— Problem requirements —
Transcribe the complete listing exactly.

____ Material provided

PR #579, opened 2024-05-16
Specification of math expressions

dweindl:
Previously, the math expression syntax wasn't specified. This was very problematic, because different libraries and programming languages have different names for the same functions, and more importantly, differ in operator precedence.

________

— Exercise solution —
PR #579, opened 2024-05-16
Specification of math expressions

dweindl:
Previously, the math expression syntax wasn't specified. This was very problematic, because different libraries and programming languages have different names for the same functions, and more importantly, differ in operator precedence.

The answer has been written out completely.